Dans l’un comme dans l’autre cas, que ce fût Mme  Chantelouve ou une autre, il se sentait allégé, plus calme ; au fond, il ne savait même plus, à force de s’être rabâché cette histoire, s’il aimait mieux sa chimère même amoindrie ou cette Hyacinthe qui n’amènerait du moins pas, dans la réalité, la désillusion d’une taille de fée Carabosse, d’une face de Sévigné, rayée par l’âge.

Il profita de ce répit pour se remettre au travail, mais il avait trop présumé de ses forces ; quand il voulut commencer son chapitre sur les crimes de Gilles De Rais, il constata qu’il était incapable de souder deux phrases.
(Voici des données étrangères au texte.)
PR #599, opened 2024-02-15
feat(sim): reject UOs that don't have a buffer on verification gas limit

### LINKED ISSUE #593: Run `test_enough_verification_gas` and ensure pass
**Describe the feature**
From 4337 team:

> A crafted UserOp can waste a little more than the total prefund of the userop, and thus can pass validation, and still cause a bundle to revert.
> 
> The root cause is that a UserOp may use little more than the total gas advertised in the UserOp's gaslimits
> It doesn't cause a problem if there is any slack (using little less than the gas-limit)
> 
> The solution for bundler: to require that verificationGasLimit will have some unused slack. This has a side-effect on the account to require a slightly higher "deposit" - but since it is not used, it is fully refunded at the end.
> 
> We pushed a fix to the reference bundler (which should be now moved to the "releases/v0.6" branch)
> There is a new test in the "bundler-spec-test" repo, on branch "releases/v0.6", named  "test_enough_verification_gas"
> 
> To test it, run: pdm run test -k test_enough_verification_gas --log-rpc -vvv

dancoombs:
Closes #593 

## Proposed Changes

- Adds a simulation violation check that requires a UO to have at least a 2000 gas buffer on their `verificationGasLimit` compared to what is used during simulation. This accounts for a situation where a UO can use slightly more than their VGL onchain, causing a bundle to revert.

### DIFF
--- a/crates/pool/proto/op_pool/op_pool.proto
+++ b/crates/pool/proto/op_pool/op_pool.proto
@@ -558,6 +558,7 @@ message SimulationViolationError {
     AggregatorValidationFailed aggregator_validation_failed = 16;
     UnstakedPaymasterContext unstaked_paymaster_context = 17;
     UnstakedAggregator unstaked_aggregator = 18;
+    VerificationGasLimitBufferTooLow verification_gas_limit_buffer_too_low = 19;
   }
 }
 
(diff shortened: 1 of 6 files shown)


0xfourzerofour (approved):
Looks good!

PR #1103, opened 2025-04-16
feat: remove mempool shards, lock senders to builders

dancoombs:
[Closes/Fixes] #

## Proposed Changes

  -
  -
  -

### DIFF
--- a/crates/builder/src/assigner.rs
+++ b/crates/builder/src/assigner.rs
@@ -1,0 +1,135 @@
+// This file is part of Rundler.
+//
+// Rundler is free software: you can redistribute it and/or modify it under the
+// terms of the GNU Lesser General Public License as published by the Free Software
+// Foundation, either version 3 of the License, or (at your option) any later version.
+//
+// Rundler is distributed in the hope that it will be useful, but WITHOUT ANY WARRANTY;
+// without even the implied warranty of MERCHANTABILITY or FITNESS FOR A PARTICULAR PURPOSE.
+// See the GNU General Public License for more details.
+//
+// You should have received a copy of the GNU General Public License along with Rundler.
+// If not, see https://www.gnu.org/licenses/.
+
+use std::{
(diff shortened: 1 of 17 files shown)


crates/builder/src/assigner.rs
```diff
@@ -0,0 +1,135 @@
+// This file is part of Rundler.
```
dancoombs, line 1: TODO: unit tests

crates/builder/src/bundle_sender.rs
```diff
@@ -376,6 +383,9 @@ where
                 } => {
                     info!("Bundle transaction mined: block number {block_number}, attempt number {attempt_number}, gas limit {gas_limit:?}, gas used {gas_used:?}, tx hash {tx_hash}, nonce {nonce}, success {is_success}");
 
+                    // release all operations after the bundle is mined
+                    self.assigner.release_all_operations(self.sender_eoa);
```
dancoombs, line 387: TODO: consider a way to make this safer, we can't forget to do this

crates/builder/src/bundle_sender.rs
```diff
@@ -632,6 +657,10 @@ where
             .await;
         self.metrics.bundle_txns_sent.increment(1);
 
+        if send_result.is_err() {
+            self.assigner.release_all_operations(self.sender_eoa);
+        }
```
dancoombs, line 662: This is wrong - there may be outstanding transactions, consider what to do in this case

crates/builder/src/bundle_proposer.rs
```diff
@@ -321,12 +342,27 @@ where
                 self.metric
                     .bundle_build_ms
                     .record(timer.elapsed().as_millis() as f64);
+
+                // debug only, check that the total ops are equal to the initial ops length
```
dancoombs, line 346: TODO: consider a way to enforce this in a more strict manner

PR #1105, opened 2025-04-17
feat: remove mempool shards and add builder sender assigner

### LINKED ISSUE #291: [builder] Add immediate bundling mode
**Describe the feature**
When the P2P mempool is online there will be little incentive to create bundles of > size 1 due to issues competition with other bundlers invalidating ops by setting a higher priority fee.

Il s’évaguait à la poursuite du Maréchal, le rejoignait, mais l’écriture dans laquelle il le voulait cerner demeurait lâche et inerme, criblée de trous.

Il jeta sa plume, s’enfonça dans un fauteuil et, rêvassant, il s’installa à Tiffauges, dans ce château où Satan, qui refusait si obstinément de se montrer au Maréchal, allait descendre, s’incarner en lui, sans même qu’il s’en doutât, pour le rouler, vociférant, dans les joies du meurtre.